Jusqu’à ce jour de 1990 où tout bascule. Cette année-là, comme chaque année à Château Thierry, le club local organise les 200 km marche. Pour donner à l’épreuve une touche populaire, l’ACCT programme un 20 km marche ouvert aux non licenciés. Par jeu, Philippe Morel s’y inscrit. Il a alors 25 ans. Son résultat ? « Il avait fini quatrième, se souvient Claude Dogny, le président du club devenu son entraîneur. Je lui avais immédiatement demandé s’il ne voulait pas venir à deux ou trois séances d’entraînement. » Sans hésiter, Philippe Morel répond positivement et tombe amoureux de la marche.
« Quand j’étais môme, à la fin des années 70, les 200 km étaient déjà une institution à Château Thierry, se souvient ce deux-cents-bornard du pas cadencé. Je suivais les marcheurs toute la nuit sur mon vélo. Mes parents s’inquiétait mais c’était géant ! » Petit à petit, Philippe Morel se prend au jeu et commence les compétitions. En 1991, il abandonne sa pâtisserie et accepte un poste de magasinier dans une usine de la région. Ouvrier dans la journée, « Phiphi » enfile sa casquette de marcheur le soir venu. Et les résultats ne tardent pas. En 1999, il devient vice-champion de France des 200 km et se classe 9ème de Paris-Colmar. Des vraies références.

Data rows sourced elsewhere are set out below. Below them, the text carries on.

PR #28, opened 2019-10-16
Handle follower addresses

### LINKED ISSUE #20: Allow follower designation in an invite payload
Currently, there's no mechanism for saying, "this is an invite to be a follower, which means that your address will be advertised to others".

sanderpick:
Closes #20 

- Adds handling for orchestrating a follower's new log address within a thread.
- Adds a top-level `NewThreadstore` to the datastore implementation.
- Adds some IDE warning fixes. 

An interesting side effect of using an event body to pass log info (keys, addresses, etc.), is that followers are not able to pick up new addresses. In other words, a follower cannot pick-up addresses of other _followers_. Followers can't pull from followers. We probably want that functionality, but it means placing new address info (or maybe just all log info) at either a different or additional position when authoring messages. One option could be to include it at the message envelope layer, encrypted with follow key.


sanderpick:
I need to add some more tests here. Otherwise, looking okay.

pb/threads.proto
```diff
@@ -56,8 +56,8 @@ message PushRequest {
 
 // PushReply is the response from a PushRequest.
 message PushReply {
-    // ok means the push succeeded.
-    bool ok = 1;
+    // newAddr is a new address for the sender's log.
+    bytes newAddr = 1 [(gogoproto.customtype) = "ProtoAddr"];
```
sanderpick: The result of a sending logs could result in the recipient becoming a follower, in which case they will return a new address for the sender's log.

service.go
```diff
@@ -144,6 +149,10 @@ func (s *service) Push(ctx context.Context, req *pb.PushRequest) (*pb.PushReply,
 		if err = rec.Verify(logpk); err != nil {
 			return nil, err
 		}
+
+		if err = s.handleLogUpdate(ctx, req.ThreadID.ID, req.LogID.ID, rec); err == nil {
```
sanderpick: Attempt to process this record as a log update, meaning that the record body will have log info.

sanderpick: (This happens when a peer that has added a follower writes the new address to their own log. The other peers need to update there addresses as well.)

service.go
```diff
@@ -285,7 +294,44 @@ func (s *service) push(
...
+				go func() {
+					pk, err := s.threads.PubKey(id, lid)
+					if err != nil {
+						log.Error(err)
+						return
+					}
+					lg := thread.LogInfo{
+						ID:     lid,
+						PubKey: pk,
+						Addrs:  []ma.Multiaddr{reply.NewAddr.Multiaddr},
```
sanderpick: Send out the new address.

service.go
```diff
@@ -567,33 +621,91 @@ func (s *service) handleInvite(
...
 		if err != nil {
-			return nil, err
+			return
 		}
 		ownLog = &lg
 	}
 
+	// If not readable, return a new address for the sender's log.
+	// This peer becomes a follower.
+	if !logs.Readable() {
```
sanderpick: This is a heavy handed assumption. We can revisit if a more explicit flow is needed.

service.go
```diff
@@ -567,33 +621,91 @@ func (s *service) handleInvite(
...
+func (s *service) handleLogUpdate(ctx context.Context, id thread.ID, lid peer.ID, rec thread.Record) error {
+	event, err := cbor.EventFromRecord(ctx, s.threads.dagService, rec)
+	if err != nil {
+		return err
+	}
+	rk, err := s.threads.ReadKey(id, lid)
+	if err != nil {
+		return err
+	}
+	if rk == nil {
```
sanderpick: In this case, we already have the log and maybe the read key.

service.go
```diff
@@ -285,7 +294,44 @@ func (s *service) push(
 				return
 			}
 
-			log.Debugf("reply from %s: %t", p, reply.Ok)
+			log.Debugf("received reply from %s", p)
+
+			// Handle new log addresses
+			if reply.NewAddr != nil {
+				err = s.threads.AddAddr(id, lid, reply.NewAddr.Multiaddr, pstore.PermanentAddrTTL)
```
jsign: Replaying what happened up to this point to validate:
- We want to push a record to a log
- We send it to all known log addresses
- Every `PushReply` now has a `newAddr` 
- If `newAddr` has value, at this quoted line we add it as a new address to `id, lid` which is basically is adding (or refreshing) the _confirmed_ multiaddr for future pulls from the log for other peers (or whatever addrs are needed for this log). Addresses from owners and followers are undistinguishable for the books, right?

The `newAddr` field being not nil is valid for every possible type of record?

sanderpick: That sounds correct to me! I'm not in love with the `newAddr` response, perhaps we could specialize messages further with a `Push` and `PushToFollower` message type / API at some point.

sanderpick:
Thanks @jsign! I'll make those tweaks this evening and get this merged. I got down a rabbit hole today.

service.go
```diff
@@ -144,6 +149,10 @@ func (s *service) Push(ctx context.Context, req *pb.PushRequest) (*pb.PushReply,
 		if err = rec.Verify(logpk); err != nil {
 			return nil, err
 		}
+
+		if err = s.handleLogUpdate(ctx, req.ThreadID.ID, req.LogID.ID, rec); err == nil {
+			log.Infof("log %s updated", req.LogID.ID.String())
+		}
```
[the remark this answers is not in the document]
sanderpick: The else case would be that the record was not a log update (could be anything). I added some logging to the Add and Put methods which will handle logging the fact that something happened here.

PR #29, opened 2019-10-18
Playground Shell

sanderpick:
This should help us dog food this sooner rather than later.

The shell is a simple interactive prompt where input prepended with ":" is interpreted as a command, e.g., `:use`, `:add`.


client.go
```diff
@@ -0,0 +1,400 @@
...
+	}
+
+	pblgs := make([]*pb.GetRecordsRequest_LogEntry, 0)
+	for _, lg := range lgs {
+		pblgs = append(pblgs, &pb.GetRecordsRequest_LogEntry{
+			LogID:  &pb.ProtoPeerID{ID: lg.ID},
+			Offset: &pb.ProtoCid{Cid: offsets[lg.ID]},
+			Limit:  int32(limit),
+		})
+	}
```
jsign: Maybe this loop work can be done in the above loop? Since `offsets` is a map, it shouldn't have some repeated-values problem which might affect `append`. (+ `make` with `len(offsets)` cap)

client.go
```diff
@@ -0,0 +1,400 @@
...
+				return
+			}
+
+			log.Debugf("received reply from %s", p)
+		}(addr)
+	}
+
+	// Finally, publish to the thread's topic
+	err = s.publish(id, req)
+	if err != nil {
```
jsign: Sugg: Inline err

client.go
```diff
@@ -0,0 +1,400 @@
...
+	for _, l := range info.Logs {
+		laddrs, err := s.threads.store.Addrs(settings.ThreadID, l)
+		if err != nil {
+			return err
+		}
+		addrs = append(addrs, laddrs...)
+	}
+
+	// Add additional addresses
+	addrs = append(addrs, settings.Addrs...)
```
jsign: Sugg: Move to `addrs` definition with `len(settings.Addrs)` as min capacity

client.go
```diff
@@ -0,0 +1,400 @@
...
+
+// getDialOption returns the WithDialer option to dial via libp2p.
+func (s *service) getDialOption() grpc.DialOption {
+	return grpc.WithContextDialer(func(ctx context.Context, peerIDStr string) (net.Conn, error) {
+		id, err := peer.IDB58Decode(peerIDStr)
+		if err != nil {
+			return nil, fmt.Errorf("grpc tried to dial non peer-id: %s", err)
+		}
+		c, err := gostream.Dial(ctx, s.threads.host, id, ThreadProtocol)
+		return c, err
```
jsign:
```suggestion
 		return gostream.Dial(ctx, s.threads.host, id, ThreadProtocol)
```

util/util.go
```diff
@@ -29,16 +29,75 @@ func CreateLog(host peer.ID) (info thread.LogInfo, err error) {
...
+		if sk != nil {
+			li, err := t.Store().LogInfo(id, lid)
+			if err != nil {
+				return info, err
+			}
+			return li, nil
+		}
+	}
+	return info, nil
+}
```
jsign: Sugg: unname `thread.LogInfo` param? or maybe assign in the non-case error (instead of `li`). Got some seconds thinking about when `info` was assigned :smile:

util/util.go
```diff
@@ -29,16 +29,75 @@ func CreateLog(host peer.ID) (info thread.LogInfo, err error) {
...
+	}
+	if info.PubKey != nil {
+		return
+	}
+	info, err = CreateLog(t.Host().ID())
+	if err != nil {
+		return
+	}
+	err = t.Store().AddLog(id, info)
+	return
```
jsign: Sugg: direct return

client.go
sanderpick: yep, doing now

client.go
sanderpick: nice, adding

client.go
sanderpick: Adding!

util/util.go
sanderpick: cool, I cleaned up the non-error case for readability

util/util.go
sanderpick: Yep, sounds good.

sanderpick:
Thanks for the comments @jsign. I pushed some changes.

I have since,
- Added some logic that allows new logs to be picked up during a records request. This is achieved by sending a full HEAD map of all logs in the request, which is then compared by the receiver who can tag on missing logs. This is useful when a new writer joins a thread.
- Added a simple daemon that is now running on us-west-1. We can use this as a test follower.

The shell can be run with...
```
go run ./exe/shell
```
The daemon can be run with...
```
go run ./exe/daemon
```

jsign:
> Thanks for the comments @jsign. I pushed some changes.
> 
> I have since,
> 
>     * Added some logic that allows new logs to be picked up during a records request. This is achieved by sending a full HEAD map of all logs in the request, which is then compared by the receiver who can tag on missing logs. This is useful when a new writer joins a thread.
> 
>     * Added a simple daemon that is now running on us-west-1. We can use this as a test follower.
> 
> 
> The shell can be run with...
> 
> ```
> go run ./exe/shell
> ```
> 
> The daemon can be run with...
> 
> ```
> go run ./exe/daemon
> ```

Cool, good idea.
I'll spot some time to give it a try!

sanderpick:
I still need to sink some time into understanding why the peers don't see each other in CI. I have a hunch we'll have to disable MDNS for CI stuff. This should be configurable anyway as it's not needed on a server.

sanderpick:
Cool! You could try adding the remote thread I've been playing with at some point:

```
:thread team /ip4/104.210.43.77/tcp/4006/p2p/12D3KooWMY5LbHywKAdwDddpTE1BsBZFyT4oR8QCrYCsLLC72bZ4/thread/bafk44nyecg2a32nuqx5fytdscs5or7fdprg7hhkfzwtudvlegsxlqgi
```

After all the tweaks, it's working well between two computers. The only issue I see is that sometimes the remote peer is not dialable for some amount of time, then comes back. This can be particularly annoying when adding a thread. I've seen similar behavior before. We may need to dig in there... I don't see any reason it shouldn't be _always_ dialable.

PR #39, opened 2019-10-31
gRPC Web

sanderpick:
- Integrates https://github.com/improbable-eng/grpc-web which wraps the gRPC server.
- Adds the associated TS plugin to `pb/Makefile`.


pb/Makefile
```diff
@@ -1,14 +1,19 @@
 PB = $(wildcard *.proto)
 GO = $(PB:.proto=.pb.go)
+PROTOC_GEN_TS_PATH = "./node_modules/.bin/protoc-gen-ts"
 
 all: $(GO)
 
 %.pb.go: %.proto
-	protoc -I=. -I=$(GOPATH)/src --gogofaster_out=\
+	protoc -I=. -I=$(GOPATH)/src \
```
carsonfarmer: yesssss!

pb/threads_pb.d.ts
```diff
@@ -0,0 +1,480 @@
+// package: threads.pb
```
carsonfarmer: Are we sure we want to check these into version control? Maybe good for now, but might be better to just export and publish as a package at some point right?

threads.go
```diff
@@ -100,13 +110,54 @@ func NewThreads(
 	go t.rpc.Serve(listener)
 	pb.RegisterThreadsServer(t.rpc, t.service)
 
+	webrpc := grpcweb.WrapServer(t.rpc)
```
carsonfarmer: Awesome, glad this integrated so nicely.

pb/threads_pb.d.ts
sanderpick: Totally. Let's see how these custom gogo types play with JS and go from there... I can then pull over the npm make-and-publish-on-tag stuff from `go-textile`

PR #40, opened 2019-11-01
Shell nits

sanderpick:
A quickie to improve the shell UX:
- Shows a more "real" prompt that consumes the line instead of just printing it.
- Shows the header wall-clock time of messages

Also delete the unused threadserver folder which is replaced by the HTTP proxy.


threads.go
```diff
@@ -350,6 +344,12 @@ func (t *threads) AddRecord(
 		return
 	}
 
+	// Push out the new record
```
jsign: So prefer succeed sending to bus if pushRecord fails?

sanderpick: At this point, the record has been committed... network failure is a different concern

jsign: :+1:

PR #41, opened 2019-11-02
Shell: Improve thread visibility

sanderpick:
Adds some more niceties to the shell:
- Changes the command paradigm so that you can see output from all threads
- "Enter" a thread with `:enter` such that you can type messages as before
- You can always type a message to a specific thread by prefixing the name: `:team hey!`
- "Exit" a thread with exit 
- Stack commands like `:team:address` (show team's addresses)
- Use `:help` to see available commands

### DIFF
--- a/exe/shell/main.go
+++ b/exe/shell/main.go
@@ -37,17 +37,15 @@ var (
 	api      tserv.Threadservice
 	threadID thread.ID
 
-	grey   = color.New(color.FgHiBlack).SprintFunc()
-	green  = color.New(color.FgHiGreen).SprintFunc()
-	cyan   = color.New(color.FgHiCyan).SprintFunc()
-	yellow = color.New(color.FgHiYellow).SprintFunc()
-	red    = color.New(color.FgHiRed).SprintFunc()
+	grey  = color.New(color.FgHiBlack).SprintFunc()
+	green = color.New(color.FgHiGreen).SprintFunc()
+	cyan  = color.New(color.FgHiCyan).SprintFunc()
+	blue  = color.New(color.FgHiBlue).SprintFunc()
+	red   = color.New(color.FgHiRed).SprintFunc()
 
-	bootstrapPeers = []string{
-		"/ip4/104.210.43.77/tcp/4001/ipfs/12D3KooWSdGmRz5JQidqrtmiPGVHkStXpbSAMnbCcW8abq6zuiDP", // us-west
-		"/ip4/20.39.232.27/tcp/4001/ipfs/12D3KooWLnUv9MWuRM6uHirRPBM4NwRj54n4gNNnBtiFiwPiv3Up",  // eu-west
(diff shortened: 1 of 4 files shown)


exe/shell/main.go
```diff
@@ -218,88 +269,123 @@ func addressCmd() (out string, err error) {
...
-			if err != nil {
-				return "", err
-			}
-			threadID = info.ID
-		} else {
-			threadID = thread.NewIDV1(thread.Raw, 32)
-		}
-		err = ds.Put(datastore.NewKey("/names/"+name), threadID.Bytes())
+func enterCmd(name string) (out string, err error) {
+	idv, err := ds.Get(datastore.NewKey("/names/" + name))
```
carsonfarmer: Since you use this prefix a bunch here, you could probably just create a const to make it easier to reference?

exe/shell/main.go
```diff
@@ -218,88 +269,123 @@ func addressCmd() (out string, err error) {
...
 
-func threadCmd(args []string) (out string, err error) {
-	if len(args) == 0 {
-		err = fmt.Errorf("enter a thread name to use")
+func threadsCmd() (out string, err error) {
+	q, err := ds.Query(query.Query{Prefix: "/names"})
+	if err != nil {
+		return
+	}
+	all, err := q.Rest()
```
carsonfarmer: Since you're just iterating through here anyway, maybe just use the iterator (`.Next()`)?

exe/shell/main.go
```diff
@@ -179,25 +190,65 @@ func handleLine(line string) (out string, err error) {
...
-	err = sendMessage(line)
+	if threadID.Defined() {
+		err = sendMessage(threadID, line)
+	} else {
+		err = fmt.Errorf("enter a thread with `:enter` or specify thread name with :<name>")
+	}
+	return
+}
+
+func cmdCmd() (out string, err error) {
```
carsonfarmer: I like the feel of the interactive cli you have here a lot... but kinda surprised there isn't an existing 'solution' to make generating things like help and usage msgs easier?

exe/shell/main.go
```diff
@@ -179,25 +190,65 @@ func handleLine(line string) (out string, err error) {
...
-		default:
-			err = fmt.Errorf("unknown command: %s", args[0])
+		case "enter":
+			if len(parts) == 1 {
+				err = fmt.Errorf("missing thread name")
+				return
+			}
+			return enterCmd(parts[1])
+		case "exit":
+			threadID = thread.Undef
```
carsonfarmer: Nice

exe/shell/main.go
sanderpick: There are some good shell libs but this is more a of a chat interface that allows for command. So, it's a bit different in feel. Mostly just playing around here though... when the time comes for a "real" shell, we can reevaluate.

exe/shell/main.go
sanderpick: ah yeah, that's better, though it's nice to have `i` to then deal with the newlines in the same loop - just gonna leave this for now - surely will change.

PR #66, opened 2019-11-07
WebSocket Server

### LINKED ISSUE #55: Publish updates over a web socket
We'll need a web socket server and some way of authenticating, most likely with a JWT. 

re/ https://github.com/textileio/go-textile-threads/issues/54

sanderpick:
Closes #55 

- Fixes `exe/util.Build` so that it uses a disc-backed peerstore.
- Registers a "notifee" for the MDNS module in the shell.
- Push records for registered threads to web socket clients. Web clients register for a list of threads. The example `index.html` file shows how you might do this from a list in the URL query params:
```
// Subscribe to thread in URL query
let threads
let params = new URLSearchParams(window.location.search);
if (params.has('thread')) {
    threads = params.getAll('thread')
}
let msg = {
    type: 'subscribe',
    threads: threads
}
socket.send(JSON.stringify(msg))
```

### DIFF
--- a/ws/client.go
+++ b/ws/client.go
@@ -2,10 +2,12 @@ package ws
 
 import (
 	"bytes"
+	"encoding/json"
 	"net/http"
 	"time"
 
 	"github.com/gorilla/websocket"
+	"github.com/textileio/go-textile-core/thread"
 )
 
 const (
@@ -36,6 +38,11 @@ var (
 	space   = []byte{' '}
 )
 
+type msg struct {
+	Type    string   `json:"type"`
+	Threads []string `json:"threads"`
+}
+
 // Client is a middleman between the websocket connection and the hub.
 type Client struct {
 	hub *Hub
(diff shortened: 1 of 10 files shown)


sanderpick:
^ Updated PR description. TL;DR is I added handling for clients subscribing to specific threads.

ws/client.go
```diff
@@ -0,0 +1,175 @@
...
+		}
+	}
+}
+
+// writePump pumps messages from the hub to the websocket connection.
+//
+// A goroutine running writePump is started for each connection. The
+// application ensures that there is at most one writer to a connection by
+// executing all writes from this goroutine.
+func (c *Client) writePump() {
```
jsign: Most `.Write` errors ignored since is a PoC? Maybe an extra `// ToDo` to keep track?

sanderpick: Added!

sanderpick:
Cheers @jsign! I realized this morning that this package should function more like the MDNS setup, where it's up to the dev to start the server / service. On mobile, for example, we won't want this thing running or even included with `go bind`. So, I pushed that change as well.

sanderpick:
Nice, tests passed... could be a fluke though.

Screenshot 2019-11-07 09 12 27

PR #67, opened 2019-11-07
tests: use the same peers for all tests

### LINKED ISSUE #42: Fix tests in CI
For some reason, the tests peers can usually not find each other when run on CircleCI.

sanderpick:
Closes #42 

Doh. Of course, the same peers should be used for all these thread tests OR they should be shutdown afterward. Opting for using the same here. Peers were starting up on the same port, which leads to the "connected to wrong peer" error message.


jsign:
I wonder how sometimes this can run correctly.

sanderpick:
yeah, no idea!

PR #176, opened 2025-03-21
feat: adds derived resources and moves highwater from postprocessing

mstechly:
## Description

Adds `derived_resources` to compilation and moves calculating `qubit_highwater` from postprocessing to `derived_resources`. 

- [X] I have included test cases validating introduced feature/fix.
- [X] I have updated documentation.


src/bartiq/compilation/_compile.py
```diff
@@ -107,7 +131,8 @@ def compile_routine(
         preprocessing_stages: functions used for preprocessing of a given routine to make sure it can be correctly
             compiled by Bartiq.
         postprocessing_stages: functions used for postprocessing of a given routine after compilation is done.
-        skip_verification: a flag indicating whether verification of the routine should be skipped.
+        derived_resources: collection containing information needed to calculate derived resources.
```
dexter2206, line 134: **nitpick**: It would be great if we could give more information on the structure of this iterable. Something like "iterable with dictionaries describing how to calculate derived resources. Each dictionary should contain the derived resource's name, type and the function mapping a routine to the value of resource."

src/bartiq/compilation/_compile.py
```diff
@@ -316,3 +343,37 @@ def _compile(
         repetition=repetition,
         children_order=routine.children_order,
     )
+    return _add_derived_resources(compiled_routine, derived_resources, backend)
+
+
+def _accepts_resource_name(func: Calculate[T] | CalculateWithName[T]) -> TypeIs[CalculateWithName[T]]:
```
dexter2206, line 349: **praise**: Nice usage of `TypeIs`!

src/bartiq/compilation/_compile.py
```diff
@@ -94,6 +117,7 @@ def compile_routine(
     backend: SymbolicBackend[T] = sympy_backend,
     preprocessing_stages: Iterable[PreprocessingStage[T]] = DEFAULT_PREPROCESSING_STAGES,
     postprocessing_stages: Iterable[PostprocessingStage[T]] = DEFAULT_POSTPROCESSING_STAGES,
+    derived_resources: Iterable[DerivedResources] | None = None,
```
dexter2206, line 120: **typing/style**: Having `None` here works, but consider how we use `derived_resources`. We only iterate over it, and we don't really need to take special actions if it's empty, right? Therefore, we could simplify this type annotation while simultaneously getting rid of some conditional logic later on.

```suggestion
    derived_resources: Iterable[DerivedResources] = (),
```

src/bartiq/compilation/_compile.py
```diff
@@ -316,3 +343,37 @@ def _compile(
...
     )
+    return _add_derived_resources(compiled_routine, derived_resources, backend)
+
+
+def _accepts_resource_name(func: Calculate[T] | CalculateWithName[T]) -> TypeIs[CalculateWithName[T]]:
+    return "resource_name" in inspect.signature(func).parameters
+
+
+def _add_derived_resources(
+    routine: CompiledRoutine[T], derived_resources: Iterable[DerivedResources[T]] | None, backend: SymbolicBackend[T]
```
dexter2206, line 354: **style**: (continuation of previous comment) Same annotation works here.

```suggestion
    routine: CompiledRoutine[T], derived_resources: Iterable[DerivedResources[T]], backend: SymbolicBackend[T]
```

src/bartiq/compilation/_compile.py
```diff
@@ -316,3 +343,37 @@ def _compile(
...
+) -> CompiledRoutine[T]:
+    if derived_resources is None:
+        return routine
```
dexter2206, line 357: **style**: And if the previous comments are applied, this `if` statement can just be removed.

dexter2206 (changes requested):
Left some comments regarding style/typing, but otherwise LGTM!

src/bartiq/compilation/_compile.py
mstechly: Done!

src/bartiq/compilation/_compile.py
mstechly: Neat trick, fixed!

dexter2206 (approved):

Cette saison, après avoir enchaîné les 54 boucles de 3,660 kilomètres qui constituait le parcours « sélectif » de ces championnats de France de Château Thierry, Philippe Morel a décroché sa première médaille d’or en 22 h 50 m 17 s. « Mais j’ai été aidé par l’abandon du favori, David Régy (Neuilly Plaisance) qui a lâché à mi-parcours, raconte-t-il, modeste. Aux 100 kilomètres, j’étais deuxième et il a fallu que j’aille chercher un autre marcheur pour décrocher cette victoire. Désormais, en tant que champion de France, j’ai l’impression d’avoir de nouvelles responsabilités sur les épaules. » Comme celles de faire une « perf », du 29 mai au 2 juin, lors du prochain « Paris-Colmar », la course mythique, le Nirvana des passionnés de grand fond.
 

Et maintenant Paris-Colmar

« Mentalement, je sens que je suis maintenant plus solide depuis cette victoire, poursuit-il. Je m’approche désormais des meilleurs. Mais le niveau est de plus en plus dur. A Paris-Colmar, mon objectif est de finir premier Français. Depuis que Claude Dogny, le président de mon club, me concocte des plans d’entraînement, j’ai progressé. Mais, même si je me prépare comme un pro, je suis un amateur et je préfère rester zen. » Autre petit détail : dans son club, Philippe Morel tente d’attirer des jeunes vers sa discipline. Et ça marche ! « Il faut penser à la relève, lâche-t-il. Je profite de ma petite gloire éphémère pour promouvoir ma passion. » Ce gars-là est vraiment un spécimen rare. Quelqu’un de bien, tout simplement.